Pero esperemos también el contexto de endless sea.


----------



## 0scar

A mi me suena a_ entonces avisame_


----------



## irene.acler

_Entonces avísame_ sería correspondiente de _allora_ _avvisami/avvisam_i _allora, _que en mi opinión es un poco diferente de _avvisami pure_.


----------



## endless sea

Wow! Muchas gracias a todos! El contexto es:
"Ya que he encontrado un trabajo por la noche, cuando quieres ir a algunos museos _no dejes de avisarme" (?)
_Lo siento por mi terrible espanol, lo estoy aprendendo ahora...
Gracias, gracias, gracias!


----------



## irene.acler

Pues sí, creo que "avvisami pure" aquí queda bien. O simplemente "avvisami".


----------



## Schenker

endless sea said:


> Wow! Muchas gracias a todos!

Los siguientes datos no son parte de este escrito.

Issue #1892, opened 2025-04-24
[Feature Request] [k8s] Store database connection details in environment variables


frankcorneliusmartin:
See parent issue for motivation.

Use a config map to define environment variables, for example database `"A"`:

```yaml
apiVersion: v1
kind: ConfigMap
metadata:
  ...
data:
  DATABASE_LABELS: "A, B, C"
  DATABASE_A_URI: ""
  DATABASE_A_TYPE: ""
  DATABASE_A_[*]: "any_other_params"
  ...
```

Then we need to store passwords and such in Kubernetes secrets.

```yaml
apiVersion: v1
kind: Secret
metadata:
  name: test-secret
data:
  DATABASE_A_USERNAME: bXktYXBw
  DATABASE_A_PASSWORD: Mzk1MjgkdmRnN0pi
```

- [x] Update the `@source_database.py` to be able to consume both `DATABASE_URI`, `DATABASE_USERNAME` and `DATABASE_PASSWORD` and orter `DB_PARAM_*`s (if present).
- [x] Update the `run()` in `container_manager.py` to create secrets for the *username* and *password* for the database.
- [x] Update the `self._set_database(self.ctx.config["databases"])` in `container_manager.py` to consume environment variables for the databases instead of the config files.
- [x] Update the charts 
	- [x] Remove `databases` section from the configuration file Leave the `fileBased` section (as we need to create file mounts for these)
	- [ ] ~~Add `configMap` for the db connection details~~
	- [x] Add `secrets` for the db connection details 

Note that the `secret` and `configMap` is optional as some sources don't require credentials (typically only file-based sources, but also DB connections can disable authentication). This allows other (parent charts) to specify these themselves.

frankcorneliusmartin:
https://github.com/vantage6/vantage6/pull/1899

Issue #1743, opened 2025-02-18
[Feature Request] [k8s] Use secrets for passwords in Helm template files


frankcorneliusmartin:
**Problem description**
Plain passwords are bad practice, see: https://stackoverflow.com/questions/61888274/how-to-hide-passwords-in-the-helm-values-yaml-file

frankcorneliusmartin:
@bartvanb what do you think about removing the need for a `config.yml` altogether?

bartvanb:
> @bartvanb what do you think about removing the need for a config.yml altogether?

That depends on what you propose as alternative :-) The important thing is that users can set all settings easily and securely, which alternative for that do you propose?

frankcorneliusmartin:
@bartvanb: I dont see any added value in creating both a `values.yaml` (k8s) and a `config.yaml` which basically copies a lot of stuff from the `config.yaml`. So I propose the we attach the CLI to create the values.yaml and that k8s delivers these settings in environment variables (as this issue proposes). 

I already implemented this for the DB settings if you want to see what I mean.

bartvanb:
Before closing this: we should also move the rest of the configuration to env vars

PR #1899, opened 2025-04-24
Feature/move db configuration to environment variables

frankcorneliusmartin:
Fixed: https://github.com/vantage6/vantage6/issues/1892

Related PRs: https://github.com/vantage6/vantage6/pull/1902, https://github.com/vantage6/vantage6/pull/1905 merge this one first


vantage6-node/vantage6/node/k8s/container_manager.py
```diff
@@ -1200,6 +1271,30 @@ def __delete_job_related_pods(self, run_io: RunIO, namespace: str):
         for job_pod in job_pods_list.items:
             self.__delete_pod(job_pod.metadata.name, namespace)
 
+        self.__delete_secret(run_io.container_name, namespace)
+
+    def __delete_secret(self, secret_name: str, namespace: str) -> None:
+        """
+        Deletes a secret in a given namespace
```
CunliangGeng, line 1278:
```suggestion
        Deletes a secret in a given namespace

```

charts/node/values.yaml
```diff
@@ -20,18 +20,46 @@ node:
...
+
     serviceBased:
+    # Name is the LABEL in the DATABASE_LABELS variable
     - name: postgres
       uri: postgres://vantage6:vantage6@vantage6-vantage6-postgres:5432/vantage6
       type: other
 
+      # The env is the DATABASE_[LABEL]_SOME_OTHER_KEY variable. So in this example
+      # case, the node will set the DATABASE_POSTGRES_USER and
+      # DATABASE_POSTGRES_PASSWORD environment variables.
```
bartvanb, line 58: can we choose a different database label, e.g. `myPostgres` instead of `postgres`? That way the envvars become e.g. `DATABASE_MYPOSTGRES_PASSWORD` which is easier to understand without having to read carefully

charts/node/values.yaml
```diff
@@ -20,18 +20,46 @@ node:
...
+  #
+  # Optionally, you can also specify additional environment variables for each
+  # database by setting the DATABASE_[LABEL]_SOME_OTHER_KEY variable.
+  #
+  # DATABASE_[LABEL]_SOME_OTHER_KEY: some_other_value
+  #
+  # It is recommended to do this through Kubernetes secrets. If you specify the
+  # details here, secrets will be used. In case you are dealing with a file-based
+  # database, the node will automatically mount the file to the /app/databases/
+  # directory.
```
bartvanb, line 42: I would delete this last sentence. It is only understandable by vantage6 experts and I'm not sure why it's necessary to say here.

bartvanb: Maybe an alternative would be 'File-based databases are automatically made available to your node'

dev/load-basic-fixtures.py
```diff
@@ -108,7 +108,6 @@ def create_node(index, collaboration, organization, task_namespace):
         node_config = template.render(
             {
                 "api_key": node["api_key"],  # Use the API key from node creation
-                "databases": {"default": node_test_database_file},
```
CunliangGeng, line 111: The line 42 `node_test_database_file = args.node_test_database_file` can be removed, and also update the `args` and the use of this script in `devspace.yaml`

charts/node/values.yaml
```diff
@@ -20,18 +20,46 @@ node:
...
     - name: postgres
       uri: postgres://vantage6:vantage6@vantage6-vantage6-postgres:5432/vantage6
       type: other
 
+      # The env is the DATABASE_[LABEL]_SOME_OTHER_KEY variable. So in this example
+      # case, the node will set the DATABASE_POSTGRES_USER and
+      # DATABASE_POSTGRES_PASSWORD environment variables.
+      env:
+        USER: vantage6
+        PASSWORD: vantage6
```
bartvanb, line 61: We are adding examples now in the `values.yaml`. I'm wondering if that is the right place to add examples? By adding them here, it means that people running the charts always have to overwrite them, right? I would see this more as part of documentation. 
(If you agree, we can make this part of a documentation issue to review what needs to be part of values.yaml's)

CunliangGeng (changes requested):

devspace.yaml
```diff
@@ -170,21 +170,17 @@ deployments:
...
       chart:
         name: ./charts/node
+      # See the env section in the dev section where the database environment variables
+      # are set.
       values:
         node:
-          taskDirHost: ${TASK_DIRECTORY}
-          image: ${NODE_IMAGE}
-          logging:
-            level: DEBUG
```
bartvanb, line 178: I would prefer to keep DEBUG logs for the dev environment

vantage6-algorithm-tools/vantage6/algorithm/decorator/source_database.py
```diff
@@ -22,20 +26,73 @@ def decorator(*args, mock_uri: str | None = None, **kwargs) -> callable:
...
+        For example, for a PostgreSQL database. The connection details are retrieved by
+        the node from the environment variables and passed on to the algorithm
+        container. This always follows the `DATABASE_*` naming convention.
+
+        For example when the nodes reads the following environment for database A, and
+        the user requests database `A`:
+        ```bash
+        DATABASE_A_URI="postgresql://user:password@host:port/database"
+        DATABASE_A_USERNAME="postgresql"
+        DATABASE_A_PASSWORD="password"
```
bartvanb, line 45: I'm not sure now if I understand your example connection strings. I the database URI above, the username is `user` and the password `password`, right? Then why is the username also `postgresql`? 
I'm starting to doubt my knowledge of SQL connection strings, there is no additional authentication layer, right? If there isn't, then why would we even pass the username/password separately if we already have the URL?

vantage6-algorithm-tools/vantage6/algorithm/decorator/source_database.py
```diff
@@ -22,20 +26,73 @@ def decorator(*args, mock_uri: str | None = None, **kwargs) -> callable:
...
+        DATABASE_A_OTHER_DETAILS="..."
+        ```
+
+        Then the algorithm container will pass the following environment variables to
+        the algorithm (note that the `A_` annotation is removed):
```
bartvanb, line 50: How does this work with multiple databases?

vantage6-node/vantage6/node/k8s/container_manager.py
```diff
@@ -201,31 +201,66 @@ def _setup_policies(self, config: dict) -> dict:
...
+        This function will return a dictionary with contains a key for every data
+        source. Each key will have a dictionary with the following keys:
+        - uri: the URI of the database
+        - local_uri: the local URI of the database
+        - is_file: whether the database is a file
+        - is_dir: whether the database is a directory
+        - type: the type of the database
+        - env: the environment variables to be passed to the container
+
+        It reads these from the environment variables that are passed to the container.
```
bartvanb, line 217: Nice that you extended this docstring!
```suggestion
        It reads these from the environment variables that are passed to the node.
```

charts/node/values.yaml
```diff
@@ -20,18 +20,46 @@ node:
...
     serviceBased:
+    # Name is the LABEL in the DATABASE_LABELS variable
     - name: postgres
       uri: postgres://vantage6:vantage6@vantage6-vantage6-postgres:5432/vantage6
       type: other
 
+      # The env is the DATABASE_[LABEL]_SOME_OTHER_KEY variable. So in this example
+      # case, the node will set the DATABASE_POSTGRES_USER and
+      # DATABASE_POSTGRES_PASSWORD environment variables.
+      env:
```
bartvanb, line 59: From later in this PR *I think* that these environment variables are just examples and have nothing to do with the connection URI. If that's correct, could you modify these environment examples to something like `SOME_ENV_VAR = example`? 
The current env var examples are super confusing for me as I kept thinking they were somehow used to replace parts of the URI connection string.

bartvanb: Note that this comment not only applies here but also in other places in this PR

vantage6-node/vantage6/node/k8s/container_manager.py
```diff
@@ -699,11 +766,15 @@ def _create_volume_mounts(
             environment_variables[ContainerEnvNames.DATABASE_TYPE.value] = db["type"]
 
             # additional environment variables for the database. These will be stored
-            # as {PREFIX}{KEY}=value in the container
+            # as {PREFIX}{KEY}=value in the container. These are red by the
```
bartvanb, line 769: red -> read

vantage6-node/vantage6/node/k8s/container_manager.py
```diff
@@ -699,11 +766,15 @@ def _create_volume_mounts(
...
+            # `@source_database` decorator in the (data extraction) algorithm.
             if "env" in db:
                 for key in db["env"]:
                     env_key = f"{ContainerEnvNames.DB_PARAM_PREFIX}{key.upper()}"
-                    environment_variables[env_key] = db["env"][key]
+                    if key.lower() in ["password", "pass", "user", "username"]:
```
bartvanb, line 774: this seems a bit flaky. E.g. is doesn't work if someone has `postgres_pass` or so. Maybe we can simply pass all environment variables as secrets?

bartvanb (changes requested):
Not sure that I understood everything correctly, so also some questions remaining. 

I think it would be good to start on the documentation of stuff sooner rather than later, because I'm starting to notice that with several PRs it would be easier to understand the PR once the docs are also updated for that PR - let's discuss that also soon.

charts/node/templates/node-secrets.yml
```diff
@@ -0,0 +1,15 @@
...
+  name: {{ .Release.Name }}-node-secrets
+  namespace: {{ .Values.namespace | default .Release.Namespace }}
+data:
+  {{ range $db := concat .Values.node.databases.fileBased .Values.node.databases.serviceBased }}
+  DATABASE_{{ $db.name | upper }}_URI: {{ $db.uri | b64enc }}
+  DATABASE_{{ $db.name | upper }}_TYPE: {{ $db.type | b64enc }}
+  {{- if $db.env }}
+  {{- range $key, $value := $db.env }}
+  DATABASE_{{ $db.name | upper }}_{{ $key | upper }}: {{ $value | b64enc }}
+  {{- end }}
```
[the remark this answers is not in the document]
CunliangGeng: I think the whole idea or motivation is to replace `config.yaml` with env vars, as described in #1743, which is the recommended practices for k8s applications.

devspace.yaml
frankcorneliusmartin: Yes I agree, should not have removed that: 7f95c5d11ac7dba6e2ee9abd0a4c9cac3023aa8c

charts/node/values.yaml
frankcorneliusmartin: Ok I feel this is a more general issue and not specific for this issue. I created a separate issue for this: https://github.com/vantage6/vantage6/issues/1924

charts/node/values.yaml
frankcorneliusmartin: 5013d95088f09c49b6e7577240cf366f57ca7dd0

charts/node/values.yaml
frankcorneliusmartin: a24ba9bd48cdac9143695343e83a8b1a6483d07a

vantage6-algorithm-tools/vantage6/algorithm/decorator/source_database.py
```diff
@@ -3,13 +3,17 @@
...
 from vantage6.common import error
 from vantage6.common.globals import ContainerEnvNames
+from vantage6.algorithm.tools.util import get_env_var
 
 
 def source_database(func) -> callable:
     @wraps(func)
-    def decorator(*args, mock_uri: str | None = None, **kwargs) -> callable:
+    def decorator(
+        *args, mock_uri: str | None = None, mock_type: str | None = None, **kwargs
```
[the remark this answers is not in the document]
frankcorneliusmartin: Added param doc: 9ccec0ae3ab75fa5d1d62d40a1f94725fd9513b7

Note that I did not list all types here as the function itself has to deal with the argument type. So any type is allowed but depending on your `@data_extraction` function it is used or not.

vantage6-node/vantage6/node/k8s/container_manager.py
```diff
@@ -238,21 +273,27 @@ def _set_database(self, config_databases: dict | list) -> dict:
...
             db_is_file = tmp_uri.exists() and tmp_uri.is_file()
             db_is_dir = tmp_uri.exists() and tmp_uri.is_dir()
 
             if db_is_file or db_is_dir:
                 local_uri = str(tmp_uri)
 
+            # Get additional environment variables
+            env = {}
+            for key in os.environ:
+                if key.startswith(f"DATABASE_{label.upper()}_"):
```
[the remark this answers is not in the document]
frankcorneliusmartin: c416bfb97b4684ac36a3ab32a074d053b9a776cf

dev/load-basic-fixtures.py
frankcorneliusmartin: 5b533711943b6d85965e27590a987092d7c99cc4, 692975f83e54222791d48d9c32ab83eddacf2d20 and fb355dd4b74c0885b687f2bee6619e51c8fb2f21

Sorry some of these had already been fixed, so that is why this is distributed over 3 commits.

charts/node/templates/node-secrets.yml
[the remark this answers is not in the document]
frankcorneliusmartin: @bartvanb 
> We could argue that file paths may also reveal private information but we could also choose to put the file-based dbs in the regular config.

I agree, probably this is not the case for file based dbs. I guess I did it for simplicity as there is also no real harm done and it gives very little debug info? Let me know if you think it is important to separate them.

@CunliangGeng 
Yes, you are right. However Bart suggestion is to use non-secrets for non-sensitive data. It is possible to use a `ConfigMap` instead of a `Secret` in k8s to create the environment variables.

vantage6-algorithm-tools/vantage6/algorithm/decorator/source_database.py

El contexto es:
> "Ya que he encontrado un trabajo por la noche, cuando quieras ir a algunos museos _no dejes de avisarme" _
> Lo siento por mi terrible espanol, lo estoy aprendendo ahora...
> Gracias, gracias, gracias!


 
Una pequeña corrección 
Tambien podría ser un "¡avísame!" (con exclamación).

Saludos.


----------



## licinio

irene.acler said:


> Efectivamente me estaba preguntando cuál el exacto significado de "no dejes de avisarme", que me parece un poco diferente de "avvisami pure".
> "No dejes de avisarme", literalmente, sería "non smettere di avvisarmi", pues ¿podría ser algo como "tienimi aggiornato"?


 
Direi: non mancare di avvisarmi.


----------



## krolaina

Y en plan coloquial (y me temo que lo más frecuente entre coleguillas): dame un toque.


----------



## chlapec

También "Oye, si necesitas algo, lo que sea, no te cortes"


----------



## Antpax

Hola:

Hay una pequeña diferencia de matiz:

"Avísame sin problemas" o "avísame si quieres" -- No te importa que te avise para que la acompañes a los museos.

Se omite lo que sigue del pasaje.